## Directions:
Beneath this task are records; count the lines among them that contain the word "MembershipRuleProcessingState" and answer with the number only.

## Exercise materials:

Issue #2469, opened 2022-10-31
New DSC-resource: AADAdministrativeUnit


salbeck-sit:
### Description
New DSC resource for managing AAD Administrative Units

### Proposed properties
Id
Description
DisplayName
Visibility
MembershipType
MembershipRuleProcessingState
Members
ScopedRoleMembers
(+ standard properties)

### Special considerations or limitations
I've decided to *omit* support for Extensions - at least for now. One thing is that the format is tricky (arbitrary property-names with arbitrary values - perhaps feasible using MSFT_KeyValuePair?), another is that required permissions would include users, groups and devices since an update to Extensions of an AU would require properties to propagate to every user, group and/or device in scope for that AU.
Then there is MembershipType and MembershipRuleProcessingState. These are features of a public preview but I've chosen to include them as we use that preview in several places and it's been in preview for so long that I believe it's a matter of weeks before it's GA.

salbeck-sit:
I have built the resource and am in the process of ensuring that unit-tests are comprehensive enough to validate functionality.

NikCharlebois:
@salbeck-sit I actually had cycles yesterday morning and did a first stab at it. It currently only supports configuringdynamic memberships, but reports on assigned permissions. This resource had proven to be more complex than anticipated to build. Let's compare and merge in whatever additional properties you are handling with yours.

salbeck-sit:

## Solution:
2